#### Data shown
Issue #73, opened 2025-04-01
Large log files reduce performance(?)


FatCatClient:
I haven't really diagnosed this properly, but I've found that on characters where certain room logs are pretty big (ie over 20 MB), I'll feel very noticable stutters and input lag all around (over 400ms if the dev tools profiler is to be believed). Leaving these rooms seems stop this from happening.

#### What is expected
Output the whole of the material above, exactly.

#### Exercise output
Issue #73, opened 2025-04-01
Large log files reduce performance(?)


FatCatClient:
I haven't really diagnosed this properly, but I've found that on characters where certain room logs are pretty big (ie over 20 MB), I'll feel very noticable stutters and input lag all around (over 400ms if the dev tools profiler is to be believed). Leaving these rooms seems stop this from happening.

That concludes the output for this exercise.